School of Computer Science and Mathematics, Liverpool John Moores University, James Parsons Building, Byrom Street, Liverpool, L3 3AF, UK.
Institute of Visual Computing & Human-Centred Technology, TU Wien, Vienna, Austria.
Sci Rep. 2022 Aug 17;12(1):14004. doi: 10.1038/s41598-022-17894-6.

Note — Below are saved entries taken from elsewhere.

PR #167, opened 2026-08-19
NCBC-4287: Frame the collection ID from the connection NCBC-4285: Resolve the collection ID in GetPrimary

davidkelly:
## Summary

KV operations could address the wrong collection.

Whether a request carries a collection-ID prefix on the front of the document key is decided by what the *connection* negotiated with the server. The SDK decided it from its own state instead, so the two could disagree — and when they did, the server read part of the document key as the collection ID, or read the prefix as part of the key. Either way the operation silently hits the wrong collection, and neither side can detect it: both frames are structurally valid and nothing in the packet distinguishes them.

Underneath that, nothing in the code *forced* an operation to resolve a collection ID before sending it. There were 23 hand-copied guards doing it by convention, and an operation that skipped them compiled fine — which is how `GetPrimary` went four years without one.

This PR keys the decision on the connection, funnels every KV operation through a single place that cannot be skipped, and fixes the related defects found on the way — including two that meant a failed connection handshake could never be handled at all.

**2983 unit tests pass on net8.0 and net10.0**; the solution builds clean in Release. 51 tests are new, and every new assertion was checked by deliberately breaking the code to confirm the test catches it (table near the bottom).

Two tickets: **NCBC-4285** is the narrow defect, **NCBC-4287** is why it was possible.

---

## What was wrong, and what changed

Each item stands alone — no ticket needed to follow it.

### 1. The prefix decision came from client state, not the connection

`OperationBase.WriteKey` wrote a collection-ID prefix whenever it happened to be holding a CID (`Cid.HasValue`). Whether the server *parses* one is fixed by what that connection negotiated in HELO. The two disagree in both directions, and both are silent:

- prefix written on a connection that never negotiated collections → the server treats the prefix byte as part of the document ID, computes the vbucket without it, and the document becomes unreachable
- no prefix on a connection that did → the server reads the first byte of the document key as the collection ID

`WriteKey` now takes the connection's negotiated state, which `SendAsync` already holds and reads six lines below for `Json` and `SnappyCompression`.

### 2. Nothing forced an operation to resolve a collection ID

23 copies of the same guard, 19 copies of the identity stamp, and no compiler help. New `PrepareAsync(op, options)` resolves the CID, stamps `BucketName`/`SName`/`CName`/`Cid`, configures the operation and returns the rented token source — **the caller needs that return value in order to dispatch**, so an operation that skips preparation does not compile.

`ThrowIfBootStrapFailed` deliberately stays at the top of each method: folding it in would move an early exit to after the request span is opened, and it was never the defect.

### 3. `GetPrimary` never resolved its collection ID — NCBC-4285

Reached via `GetAllReplicasAsync`. It was a near-identical copy of `GetReplica` twelve lines below, which *did* have the guard — added five weeks later by NCBC-2881, which missed this one. Fixed as a consequence of item 2 rather than by its own patch.

Rarely surfaced because `PopulateCidAsync` short-circuits once a CID is cached, so only a `GetAllReplicasAsync` that was the first such call on a collection instance was exposed. It becomes a reliable wrong answer once a bucket's lifetime collection count passes ~120, where CIDs stop fitting in the single leb128 byte an ASCII key leaves room for.

### 4. A failed HELO was swallowed and the connection kept

The response status was discarded, `GetValue()` returned null on anything but success, and the caller quietly assigned `ServerFeatureSet.Empty` — leaving a connection in the pool with no negotiated features while operations were still framed as though it had them. Fault injection against 3.9.0 showed this produces exactly the NUL-byte-prefixed document IDs reported in the NCBC-4146 support cases. HELO failure now fails the connection.

### 5. …and a failed HELO could never reach its own error handling

In `ClusterNode.ExecuteOp`, success returns early and every other status fell through to `ErrorMap.TryGetGetErrorCode(...)`. The error map is fetched *after* HELO, so it is null, and every connection-initialisation failure became a `NullReferenceException` before any caller saw the status. Item 4 was unreachable until this was null-guarded.

### 6. A missing collection ID went on the wire

New `RequiresCollectionId` on `OperationBase`, defaulting to `true` — the safe answer, so an operation added without a thought about framing fails loudly rather than silently addressing the wrong collection. The 15 connection- and cluster-level operations whose key is not a document ID override it to `false`. A null CID on a collections-negotiated connection now throws instead of being sent.

### 7. Key length ignored the prefix

`Key`'s setter validated the document ID alone against the 250-byte limit, but the key field carries the collection ID too. A 250-byte key therefore failed as a bare `ArgumentOutOfRangeException` from inside `OperationHeader.KeyLength`, deep in the write path. Now validated at framing time with a message that says what happened. Java validates the same way, prefix included.

### 8. Buckets without collections left the CID null

A memcached bucket has only the default collection, but the connection may still have negotiated collections — in which case the server reads a CID from every key, and the right value is 0. Leaving it null is why **every KV operation against a memcached bucket failed with `CollectionNotFound` after burning the full `KvTimeout`**. Now resolves to 0.

### 9. A named collection on a cluster without collections was sent anyway

It cannot be satisfied, so it now throws `FeatureNotAvailableException` at the API boundary instead of failing with `CollectionNotFound` after the full timeout. Matches the JVM's `BaseKeyValueRequest.encodedExternalKeyWithCollection`.

### 10. `_default._default` cost a `GET_CID` round trip

The default scope and collection are defined to be collection ID 0. Now resolved directly, saving a round trip on the first operation against most collections.

### 11. Cluster-wide feature flags were last-write-wins

`ClusterContext.SupportsPreserveTtl` and `SupportsBinaryXattr` describe the cluster but were assigned from whichever node initialised last, at **seven separate sites each overwriting the one before** — so in a mixed-version cluster the answer depended on ordering. Now recomputed as the conjunction over every node that has negotiated, at the membership choke points (`AddNode`/`RemoveNode`) and when a node finishes negotiating, since a node is often added before its features are known. Nodes that have not negotiated are skipped rather than counted as unsupporting, so the flags do not flap to false while a node comes up.

They stay fields rather than computed properties because they are read on every mutation; turning a field read into an enumeration of the node list is not a trade worth making there.

### 12. Transactions used collections support as a proxy for PreserveTtl support

`DocumentRepository.cs` passed `Bucket.SupportsCollections` as the `PreserveTtl` flag, with a comment calling it *"a proxy for supporting TTLs"*. Two unrelated capabilities. Item 11 turns that from flaky into reliably wrong during a rolling upgrade — transactions would request a feature the cluster then refuses. Five call sites now read the real capability, via a helper that falls back to the old proxy for Protostellar, which has no `ClusterContext` to ask.

### 13. `GetCidLazyNoRetry` retried

Both lazies were built with `retryIfFailure: true`, so the no-retry one retried. Currently only reachable via `PopulateCidAsync(retryIfFailure: false, forceUpdate: false)`, which nothing calls — the one non-retry caller passes `forceUpdate: true` and takes a branch that bypasses the lazies. A trap for the next caller rather than a live bug.

### 14. A successful `GET_CID` with an empty body produced a null CID

`GetValueAsUint()` returns null for a Success response whose body is empty or unparseable, and that null was assigned to `Cid` and carried to the wire. It now fails at the lookup, where the cause is still known. The *deliberate* null from the older-server fallback path is untouched — that one means "this server has no collections", which is a different answer.

### 15. `ClusterContext.SupportsCollections` was dead

A public settable property that nothing assigned and nothing read — permanently false while reading as authoritative. Two tests were setting it in object initialisers, which rather makes the case. Removed.

### 16. `ExecuteLookupIn` resolved the CID unconditionally

Not behind `RequiresCid()`, so subdoc lookups forced a `GET_CID` round trip on buckets that do not support collections — plausibly one contributor to item 8.

### 17. `ScanAsync`'s guard was load-bearing

`PartitionScan` builds its own operations and reads `_collection.Cid` as a plain property, so it cannot go through the funnel. Removing `ScanAsync`'s guard broke range scans; caught because 23 removed guards produced only 19 `PrepareAsync` sites. It now calls the extracted `EnsureCollectionIdAsync`, which `PrepareAsync` also uses, so there is one implementation of the resolve.

---

## Behaviour changes to accept consciously

- **Item 11 is a tightening.** In a mixed-version cluster where some nodes lack `PreserveTtl`, callers who currently get it by luck of initialisation order now get `FeatureNotAvailableException`. That is the point; the alternative is sending the flag to a node that does not implement it.
- **Item 9 moves an error earlier** — from a timeout to an immediate throw at the API boundary.
- **Item 16 removes a round trip** on non-collections buckets.
- **The internal `get_cid` span now nests inside the operation's span** rather than preceding it, because the resolve happens inside `PrepareAsync`. Avoiding this would mean resolving before the span opens, i.e. back to a per-method call, which is the property this change exists to remove.
- **`Observe` keeps the old client-side rule.** It frames its key inside the body with an explicit length and is dead code pending removal, so it is passed `Cid.HasValue` to reproduce exactly what it did before.

## How it was verified

Every new assertion was checked by breaking the code and confirming the test fails — not by the test passing.

| Deliberate break | Result |
| --- | --- |
| `PrepareAsync` stops stamping `Cid` | 22 failures, *"dispatched Delete for key 'thekey' with Cid null"* |
| `PrepareAsync` stops resolving | 22 failures, *"never fetched a collection ID"* |
| one entry dropped from the coverage table | *"Add to the collection ID coverage table: DecrementAsync"* |
| resolve removed from `ScanAsync` | exactly 1 failure, `ScanAsync` |
| `WriteKey` reverted to `Cid.HasValue` | both framing-polarity tests fail |
| `SaslStep`'s opt-out removed | exemption-set test fails |
| key-length check removed | max-length-key test fails |
| default-collection fallback removed | memcached test fails |
| HELO status check reverted | HELO test fails |
| error-map null guard removed | HELO test fails with the original NRE |
| boundary throw removed | named-collection test fails |
| default-collection shortcut removed | no-lookup test fails |
| cluster flags reverted to last-write-wins | 2 of its 5 tests fail |
| transactions proxy restored | 2 of its 4 tests fail |
| `GetCidLazyNoRetry` reverted to retrying | no-retry test fails |
| empty-body CID check removed | empty-body test fails |

Two of those tests initially passed while testing nothing: the cluster-feature tests agreed with last-write-wins until the node ordering was flipped so the permissive node is added last. Caught by the mutation, not by review.

**The exemption list in item 6 is pinned by a reflection test** over every `OperationBase` subclass rather than maintained by hand, because drafting it by hand had already produced a bug — `SaslStart` and `SaslList` were exempt but `SaslStep` was not, and since HELO completes before authentication that would have thrown on every non-TLS connection. Only the opt-outs are pinned: `true` is safe, so a new document operation needs no test change; `false` is the answer that can corrupt data.

Not verifiable locally: **net48**, which is Windows-only in `SdkTestTargets` and has no macOS reference assemblies. CI's Windows leg is the check.

## Test fixtures corrected rather than code

- `CouchbaseCollectionTests` and `CouchbaseCollectionZoneAwareTests` built collections with `Mock.Of<IScope>()`, which reports `IsDefaultScope` as false — so every fake collection looked like a *named* collection on a bucket without collections, and item 9's throw fired. They now describe the default scope, which is what they always meant.
- Tests that build packets against a mocked `IConnection` now supply `ServerFeatureSet.Empty`, since the framing path reads it where the old code short-circuited past it. Collections off means their expected bytes are unchanged.

## Deliberately not covered

- **`PartitionScan` stays outside the funnel** (item 17). Its `RangeScanCancel` writes no key, so routing it through `PrepareAsync` would change that frame.
- **`MutateIn`'s `OptionalFlags` still reads cluster-scoped `SubdocBinaryXattr`** rather than the connection's. That is the one remaining place where a *frame* is decided from cluster state, and it needs the same plumbing `WriteKey` just got.
- **The dead `Observe` operation** is left in place.

### DIFF
--- a/src/Couchbase/Client/Transactions/DataAccess/DocumentRepository.cs
+++ b/src/Couchbase/Client/Transactions/DataAccess/DocumentRepository.cs
@@ -51,8 +51,8 @@ namespace Couchbase.Client.Transactions.DataAccess
                 .AccessDeleted(true)
                 .CreateAsDeleted(true);
 
-            // we always preserve TTLs - using SupportsCollections as a proxy for supporting TTLs
-            opts.PreserveTtl(collection.Scope.Bucket.SupportsCollections);
+            // we always preserve TTLs where the cluster can
+            opts.PreserveTtl(collection.SupportsPreserveTtl());
 
             // we set the flags when staging the insert (though, we do it again when we unstage)
             if (SupportsReplaceBodyWithXattr(collection))
@@ -363,7 +363,7 @@ namespace Couchbase.Client.Transactions.DataAccess
             new MutateInOptions().Defaults(_durability, _keyValueTimeout)
                 .Transcoder(Transactions.MetadataTranscoder)
                 .StoreSemantics(storeSemantics)
-                .PreserveTtl(collection.Scope.Bucket.SupportsCollections);
+                .PreserveTtl(collection.SupportsPreserveTtl());
 
         private List<MutateInSpec> CreateMutationSpecs(IAtrRepository atr, string opType, IContentAsWrapper content, string opId, DocumentMetadata? dm = null, DateTimeOffset? expiry = null)
         {
--- a/src/Couchbase/Core/ClusterContext.cs
+++ b/src/Couchbase/Core/ClusterContext.cs
@@ -107,8 +107,6 @@ namespace Couchbase.Core
 
         public ICluster Cluster { get; }
 
-        public bool SupportsCollections { get; set; }
-
         public bool SupportsGlobalConfig { get; private set; }
 
         public bool SupportsPreserveTtl { get; internal set; }
@@ -310,7 +308,45 @@ namespace Couchbase.Core
                 _logger.LogDebug(
                     "Added node {endPoint} on {bucket} to {nodes}",
                     _redactor.SystemData(node.EndPoint), node.Owner?.Name, Nodes.Count);
+
+                RecomputeClusterFeatureSupport();
             }
+        }
+
+        /// <summary>
+        /// Recomputes the cluster-wide feature flags from every node currently managed.
+        /// </summary>
+        /// <remarks>
+        /// SupportsPreserveTtl and SupportsBinaryXattr describe the cluster, but they used to be
+        /// assigned from whichever single node was initialized last - eight separate sites, each
+        /// overwriting the one before, so the answer depended on ordering. A feature is only safe to
+        /// use if every node offers it, so this takes the conjunction. Nodes that have not negotiated
+        /// yet are skipped rather than counted as unsupporting, so the flags do not flap to false
+        /// while a node is still coming up.
+        ///
+        /// This stays a field rather than a computed property because it is read on every mutation.
+        /// </remarks>
+        internal void RecomputeClusterFeatureSupport()
+        {
+            var seenAnyNode = false;
+            var preserveTtl = true;
+            var binaryXattr = true;
+
+            foreach (var node in Nodes)
+            {
+                var features = node.ServerFeatures;
+                if (features is null)
+                {
+                    continue;
+                }
+
+                seenAnyNode = true;
+                preserveTtl &= features.PreserveTtl;
+                binaryXattr &= features.SubdocBinaryXattr;
+            }
+
+            SupportsPreserveTtl = seenAnyNode && preserveTtl;
+            SupportsBinaryXattr = seenAnyNode && binaryXattr;
         }
 
         public bool RemoveNode(IClusterNode removedNode)
@@ -322,6 +358,9 @@ namespace Couchbase.Core
                 _logger.LogDebug(
                     "Removed node {endPoint} from {nodes}", _redactor.SystemData(removedNode.EndPoint), Nodes);
                 removedNode.Dispose();
+
+                //A node leaving can restore a feature the whole cluster now offers.
+                RecomputeClusterFeatureSupport();
                 return true;
             }
             return false;
@@ -493,8 +532,6 @@ namespace Couchbase.Core
                                 node.NodesAdapter = nodeAdapter;
                                 if (node.ServerFeatures != null)
                                 {
-                                    SupportsPreserveTtl = node.ServerFeatures.PreserveTtl;
-                                    SupportsBinaryXattr = node.ServerFeatures.SubdocBinaryXattr;
                                 }
 
                                 AddNode(node);
@@ -511,8 +548,6 @@ namespace Couchbase.Core
 
                                 if (newNode.ServerFeatures != null)
                                 {
-                                    SupportsPreserveTtl = newNode.ServerFeatures.PreserveTtl;
-                                    SupportsBinaryXattr = newNode.ServerFeatures.SubdocBinaryXattr;
                                 }
 
                                 AddNode(newNode);
@@ -825,8 +860,6 @@ namespace Couchbase.Core
                             {
                                 clusterNode.Owner = bucket;
                                 await clusterNode.SelectBucketAsync(bucket.Name, CancellationToken).ConfigureAwait(false);
-                                SupportsPreserveTtl = clusterNode.ServerFeatures.PreserveTtl;
-                                SupportsBinaryXattr = clusterNode.ServerFeatures.SubdocBinaryXattr;
                             }
 
                             continue;
@@ -840,8 +873,6 @@ namespace Couchbase.Core
                             {
                                 clusterNode.Owner = bucket;
                                 await clusterNode.SelectBucketAsync(bucket.Name, CancellationToken).ConfigureAwait(false);
-                                SupportsPreserveTtl = clusterNode.ServerFeatures.PreserveTtl;
-                                SupportsBinaryXattr = clusterNode.ServerFeatures.SubdocBinaryXattr;
                             }
                         }
 
@@ -866,8 +897,6 @@ namespace Couchbase.Core
                         {
                             clusterNode.Owner = bucket;
                             await clusterNode.SelectBucketAsync(bucket.Name, CancellationToken).ConfigureAwait(false);
-                            SupportsPreserveTtl = clusterNode.ServerFeatures.PreserveTtl;
-                            SupportsBinaryXattr = clusterNode.ServerFeatures.SubdocBinaryXattr;
                         }
                     }
                     else
@@ -885,8 +914,6 @@ namespace Couchbase.Core
                         {
                             clusterNode.Owner = bucket;
                             await clusterNode.SelectBucketAsync(bucket.Name, CancellationToken).ConfigureAwait(false);
-                            SupportsPreserveTtl = clusterNode.ServerFeatures.PreserveTtl;
-                            SupportsBinaryXattr = clusterNode.ServerFeatures.SubdocBinaryXattr;
                         }
 
                         AddNode(clusterNode);
@@ -989,10 +1016,6 @@ namespace Couchbase.Core
 
                             if (newNode.ServerFeatures != null)
                             {
-                                SupportsPreserveTtl =
-                                    newNode.ServerFeatures.PreserveTtl;
-                                SupportsBinaryXattr = newNode.ServerFeatures
-                                    .SubdocBinaryXattr;
                             }
 
                             AddNode(newNode);
--- a/src/Couchbase/Core/ClusterNode.cs
+++ b/src/Couchbase/Core/ClusterNode.cs
@@ -367,7 +367,21 @@ namespace Couchbase.Core
 
             return await ExecuteInternalOperationAsync(connection, heloOp,
                 ExecuteOp,
-                static (_, op) => op.GetValue(),
+                static (status, op) =>
+                {
+                    //A failed HELO used to be swallowed: the status was discarded here, GetValue()
+                    //returned null on anything but success, and the caller quietly assigned
+                    //ServerFeatureSet.Empty. The connection then stayed in the pool with no
+                    //negotiated features while still being framed as though it had them, which is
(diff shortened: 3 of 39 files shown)


src/Couchbase/Client/Transactions/DataAccess/DocumentRepository.cs
```diff
@@ -363,7 +363,7 @@ private MutateInOptions GetMutateInOptions(StoreSemantics storeSemantics, ICouch
             new MutateInOptions().Defaults(_durability, _keyValueTimeout)
                 .Transcoder(Transactions.MetadataTranscoder)
                 .StoreSemantics(storeSemantics)
-                .PreserveTtl(collection.Scope.Bucket.SupportsCollections);
+                .PreserveTtl(collection.SupportsPreserveTtl());
```
jeffrymorris, line 366: This seems like a different issue/bug than NCBC-4285?

src/Couchbase/Core/ClusterContext.cs
```diff
@@ -310,9 +308,47 @@ public void AddNode(IClusterNode node)
...
+                }
+
+                seenAnyNode = true;
+                preserveTtl &= features.PreserveTtl;
+                binaryXattr &= features.SubdocBinaryXattr;
+            }
+
+            SupportsPreserveTtl = seenAnyNode && preserveTtl;
+            SupportsBinaryXattr = seenAnyNode && binaryXattr;
+        }
```
jeffrymorris, line 350: What if we have a mixed node cluster, would that cause an issue?

src/Couchbase/Core/ClusterNode.cs
```diff
@@ -367,7 +367,21 @@ private async Task<ServerFeatures[]> Hello(IConnection connection, IRequestSpan
...
+                {
+                    //A failed HELO used to be swallowed: the status was discarded here, GetValue()
+                    //returned null on anything but success, and the caller quietly assigned
+                    //ServerFeatureSet.Empty. The connection then stayed in the pool with no
+                    //negotiated features while still being framed as though it had them, which is
+                    //how a rejected HELO produces corrupted document keys. There is no usable
+                    //connection without a HELO, so fail it.
+                    if (status != ResponseStatus.Success)
+                    {
+                        ThrowHelper.ThrowHelloFailedException(status);
```
jeffrymorris, line 380: Behaviour change (for the better, but still...)?

jeffrymorris (commented):
Just a few questions to answer.

src/Couchbase/Client/Transactions/DataAccess/DocumentRepository.cs
davidkelly: This was using SupportsCollections (from the bucket caps in the cluster map) as a proxy for supporting preserving ttls, which comes from HELO per connection.   That seemed logical since the 2 both arrived in 7.0 servers, but was always a bit of a hack.   It isn't completely clear to me if these 2 can diverge anyways, but this is "more correct".   One could easily argue it is a separate, tiny, PR if you would like.

src/Couchbase/Core/ClusterContext.cs
davidkelly: This is really for that case.   The flags above are meant to be cluster-wide capabilities.   Before, they were set according to whatever the last connection supported.   This fixes that.   

Before in a mixed cluster, you may think you do have preserveTtl but your specific connection doesn't.   You'd get a FeatureNotAvailableException when you wouldn't expect it.

src/Couchbase/Core/ClusterNode.cs
davidkelly: A failed HELO (say, the server returned an error) used to be interpreted as a connection with no server features.   We'd happily use it, and write the CID before the key of the document but send it to a server that had not agreed to collections support, which then interprets the CID and key together as the key (in a vbucket chosen by hashing the key without the CID).   That's a way to end up with the NCBC-4146 issue.

davidkelly:
Closing in favour of four smaller PRs. Same work, same tests, reviewed content unchanged — split so each piece can be read on its own.

| PR | What | Size | Dependencies |
| --- | --- | --- | --- |
| #168 | Cluster feature support derived from every node, and the transactions PreserveTtl capability | 9 files, +301/−32 | none |
| #169 | A failed HELO fails the connection, and can reach its own error handling | 3 files, +66/−2 | none |
| #170 | The `PrepareAsync` funnel, collection ID resolution, and NCBC-4285 | 5 files, +613/−300 | none |
| #171 | Collection-ID framing keyed on the connection | 25 files, +391/−32 | stacked on #170; also needs #169 |

#168, #169 and #170 are independent and can be reviewed in parallel and merged in any order. #171 is stacked on #170's branch rather than trusting merge order, because without the funnel `GetPrimary` resolves no collection ID and #171's throw fires on every `GetAllReplicasAsync` against a collections cluster — and CI would not catch that, since the framing tests use mocked connections with collections off and the coverage table that would catch it lives in #170.

**The split is verified, not assumed.** Merging all four back together reproduces this branch: the union builds clean and runs 2983 tests, the same count as here. The only differences are three files changed deliberately — `ThrowHelper.cs` (helper placement only; all four helpers byte-identical in signature and body), 20 lines of now-dead factory removed from the CID tests, and `PreserveTtlCapabilityTests` rewritten with its own fixture so #168 doesn't secretly depend on #170. Each branch also builds and passes standalone: 2940 / 2932 / 2962 / 2973.

@jeffrymorris — apologies for the churn, and thanks for the review here. Your three questions and the replies are on this PR rather than the new ones, so for the record:

* the transactions PreserveTtl change is in **#168**, and you were right that it is a separate issue — it is a standalone correctness fix, bundled there because it is the same category error in the same area, not because it is unsafe to split
* the mixed-cluster question is **#168** as well: those flags are meant to be cluster-wide capabilities and were being set from whatever the last connection supported
* the HELO behaviour change is **#169**

Nothing in the code changed in response to those replies, so re-reviewing the same content is not needed — #168 and #169 are where those conversations continue if anything is still open.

Breast cancer is the most commonly diagnosed female malignancy globally, with better survival rates if diagnosed early. Mammography is the gold standard in screening programmes for breast cancer, but despite technological advances, high error rates are still reported. Machine learning techniques, and in particular deep learning (DL), have been successfully used for breast cancer detection and classification. However, the added complexity that makes DL models so successful reduces their ability to explain which features are relevant to the model, or whether the model is biased. The main aim of this study is to propose a novel visualisation to help characterise breast cancer patients using Fisher Information Networks on features extracted from mammograms using a DL model. In the proposed visualisation, patients are mapped out according to their similarities and can be used to study new patients as a 'patient-like-me' approach. When applied to the CBIS-DDSM dataset, it was shown that it is a competitive methodology that can (i) facilitate the analysis and decision-making process in breast cancer diagnosis with the assistance of the FIN visualisations and 'patient-like-me' analysis, and (ii) help improve diagnostic accuracy and reduce overdiagnosis by identifying the most likely diagnosis based on clinical similarities with neighbouring patients.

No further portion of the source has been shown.